居眠り運転防止機能を備えた自動車用の座席の技術を紹介し「うちの大学の教室に50個ほど置かせてくださいと開発元にお願いしてみたけど断られました」。軽妙な語り口で会場を和ませながら講演する新氏

 「シリコンにこだわってもらっては困ります」---。電気通信大学システム工学科教授の新誠一氏は,2007年8月31日に「カーエレクトロニクスの現状と将来の動向」と題する講演を行った。電子情報技術産業協会(JEITA)が主催するセミナー「電子機器及び電子デバイス関連の動向」に招かれて行った講演である。

 新教授は以前から自動車メーカーの開発をソフトウエア面でサポートしてきている。こうした実績を背景に,受講者の多くを占める半導体メーカー関係者に対し,今後のカーエレクトロニクス開発に対する自動車メーカーの要望を代弁したかたちである。

 新氏によれば,自動車向け半導体に求められる特性は熱と振動,電磁雑音に対する耐性に尽きるという。「例えばレクサスLS460はマイコンを100個,モータをそれ以上積んで,それらをCAN(controller area network)でつないでいる。当然,車内のあちこちで発熱するし,電磁雑音が発生する。となれば,半導体の耐熱性能も+70℃なんかではもうダメです。電磁干渉も低減しないとダメ。もちろん,悪路を走っても壊れないだけの耐振動性も必要」。

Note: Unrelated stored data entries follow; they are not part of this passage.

PR #1406, opened 2024-09-13
OH2-253 | Reorganize user related endpoints

SteveGT96:
See [OH2-253](https://openhospital.atlassian.net/browse/OH2-253)

[OH2-253]: https://openhospital.atlassian.net/browse/OH2-253?atlOrigin=eyJpIjoiNWRkNTljNzYxNjVmNDY3MDlhMDU5Y2ZhYzA5YTRkZjUiLCJwIjoiZ2l0aHViLWNvbS1KU1cifQ


sql/step_96_user_settings_table.sql
mwithi, line 1: this file should remain unchanged, IDKW it is shown here 👀

sql/step_a109_audit_dicom_type_and_dicom_data.sql
mwithi, line 1: why you renamed the previous steps? just add the new one as `step_a109`

SteveGT96: My bad ! I've renamed the wrong one.

sql/step_96_user_settings_table.sql
SteveGT96: Maby just a code format change. I've restored changes and my editor code style is set to Open Hospital.

mwithi (dismissed):
LGTM. Thanks a lot!

sql/load_demo_data.sql
SilverD3, line 1: Add a migration script instead of modifying and existing one. Actually, to execute this db migration I have to clean my database and that's no good.
Don't forget that the app is already in production and users cannot clean their database just to apply migrations

SilverD3 (changes requested):

sql/load_demo_data.sql
mwithi: demo data is not meant for production, only changes to the main schema need migration steps.
of course demo data must be updated as well in order to be always coherent with the main schema.

SilverD3: Yeah! But for the instance, another migration step can be added just like step `step_a107_add_permission_admin_access.sql` to make the database migration easy, and add that script in the `create_all_demo.sql` only.
After positioning myself on this PR to test it, I found that the admin group no longer had permissions to manage user groups, and I couldn't find a migration script to run to correct my database without having to delete it. 
@SteveGT96 was explaining that it is the responsibility of the person deploying or testing the application to identify what has changed and to correct it, what can be tedious and impossible to do.

SteveGT96: Steps are meaned for main schema changes as @mwithi was saying. And demo data should always match the whole migration scripts. In production the solution to what I've done will just to ask to the admin to remove users.red permission to other groups.

mwithi: ok, hold on.

Migration scripts are meant for a clean DB, that has at least "admin" and "guest" users (the latter not very important though). If we are adding new permissions that before were not there (or we forgot to add in a previous step) we need a migration script, so that a fresh DB will have all permissions in place. 

Neverheless, we have also to balance this proliferiation of scripts: if a script has not been released yet (see scripts in last release 1.14.2), we can just modify the existing scripts instead of adding a new one. Of course this should be notified to the dev community so it is known that the new permissions will come along with a DB reenactment.

For demo data, in general, we should follow this procedure: 1. load_demo_data.sql 2. apply scripts for new features 3. add new demo data from the interface for the new features 4. dump a new load_demo_data.sql.

Neverheless, also for demo data, we can balance... if we just need to adjust one value in one table, we can modify the load_demo_data.sql script directly.

So questions: 

- is a fresh DB having all the expected admin permissions in place with the actual 108 steps or not?
- if not, can we modify a not yet released script to fix the problem (of course a concerning script) or not?
- if not, we need a migration script

SteveGT96: Where is the 'If yes' ?

SteveGT96: Anyway, `a fresh DB has all the expected admin permissions in place with the actual 108 steps`.

SilverD3: Here new permissions are been created, and I don't think permissions are demo data.

mwithi: the "if yes" option is in the question itself... Ok, so we don't need to add new steps.
therefore, I can assume that only the DB demo had missing values, hence its change, do you confirm?

mwithi: > Here new permissions are been created, and I don't think permissions are demo data.

@SilverD3 do you refer to `usergroups.create`, `usergroups.read`, `usergroups.update` and `usergroups.delete`?
@SteveGT96 these are not found in any of the 108 scripts indeed... so, as said before, please add them in the step 109, already part of this PR.

mwithi: (FWIW, I can't always be up to date on each line changed in the code, so I'm trying to give general procedures)

SteveGT96: OK !

SteveGT96: @mwithi , should I also asign them to the admin group in the same step ? or in the demo data ?

SilverD3: > @SilverD3 do you refer to usergroups.create, usergroups.read, usergroups.update and usergroups.delete?

Yes

mwithi: > @mwithi , should I also asign them to the admin group in the same step ? or in the demo data ?

yes, add them and assign to the admin user please. But why you removed from demo data? It is correct to add to main schema AND to the demo data.

SteveGT96: > > @mwithi , should I also asign them to the admin group in the same step ? or in the demo data ?
> 
> yes, add them and assign to the admin user please. But why you removed from demo data? It is correct to add to main schema AND to the demo data.

So I should kip them in both demo data and scripts, right ?

mwithi: > So I should kip them in both demo data and scripts, right ?

Yes.
If something is not clear we can discuss further on Slack.

SilverD3 (commented):
Looks good!

mwithi (approved):
LGTM. Thanks a lot!

PR #1410, opened 2024-09-22
OP-1335 change script to make it version independent.

dbmalkovsky:
See OP-1335


sql/step_89_alter_tables_innodb.sql
```diff
@@ -2,9 +2,18 @@ SET @OLD_UNIQUE_CHECKS=@@UNIQUE_CHECKS, UNIQUE_CHECKS=0;
 SET @OLD_FOREIGN_KEY_CHECKS=@@FOREIGN_KEY_CHECKS, FOREIGN_KEY_CHECKS=0;
```
mwithi: it is strange, because the check on FOREIGN_KEY is disabled at the beginning of the script exactly to avoid the DROP and ADD of the same (similarly in some other steps). Maybe MariaDB 10.11.8 changed the way to disable foreign key check? Or maybe these two tables have something different from others?

dbmalkovsky: My reading indicates that the checks became more strict (and maybe adding other global variables that controlled checking; can't remember) and that the way I changed the script is the more "acceptable" way.

mwithi: Yes what I'm saying is that if we should do the same for other scripts would result in a lot of changes (dropping and recreating foreign keys for each alter), while finding the right variable setup would be easier I guess.

Anyway, we can merge this as fix, and maybe create a new issue for the variable part, but I would add a reminder in a comment for this script that has been changed, wdyt?

dbmalkovsky: I updated the file with a comment about what is being done and I added an issue (that you can change as you wish) about reviewing other scripts.   As for finding the right variable setup, I tried various combinations without luck.  And even if one can be found there is no guarantee that it will work in the next version of the database (as was the case here; it worked in 10.6.x but failed in 10.8.x).

mwithi: It has been working for long time, but both methods have vantages and disvantage, like dropping and recreating a foreign key, especially on exisiting databases, means recreating also the indexes associated with them, reducing performance in the operation. On the other hand disabling the checks works better for small changes but maybe not always sufficient. So I'm not sure it should be done on all scripts like the OP-1338 suggests.
I will put as pending for further analysis.

mwithi (approved):
LGTM. Thanks a lot!

PR #1411, opened 2024-09-22
OP-1336: make timestamp columns backward compatible with newer versions of Mariadb

dbmalkovsky:
See OP-1336


mwithi (approved):
LGTM. Thanks a lot!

 こうした要件を満たすために,Si(シリコン)以外の材料を用いた半導体の開発が求められると同氏は説く。「いつまでもSiにこだわられると非常に困ります。SiC(シリコン・カーバイド)やダイヤモンドなどの半導体を積極的に開発してもらいたい。これは自動車内部の電源の高電圧化の流れをみても必要なこと」。

カーエレで「熱い」のは運転者モニタ

 新氏は講演の中で,車載半導体のアプリケーションとして自動車業界が現在,力を入れているものをいくつか紹介した。「モニタリングは,車外を見渡すものについては開発が一段落した感がある。今,ホットなのは運転者のモニタリング」。運転者の顔をカメラで撮影し,まぶたを閉じた状態が続けば冷風で眠気を覚ます居眠り防止システムや,カメラで瞳孔の焦点が確認できなければ自動で減速・停止する飲酒運転防止システムなどの開発が進んでいるという(Tech-On!関連記事)。

 このほか,走行音の分析によって使用しているタイヤの種類を同定し,制御系にそれを伝えて制御の仕方を調節するシステムや,先行車両の走行データから路面の状態を把握し,後続車両に伝えるシステムなどを「ホット」な分野として紹介した。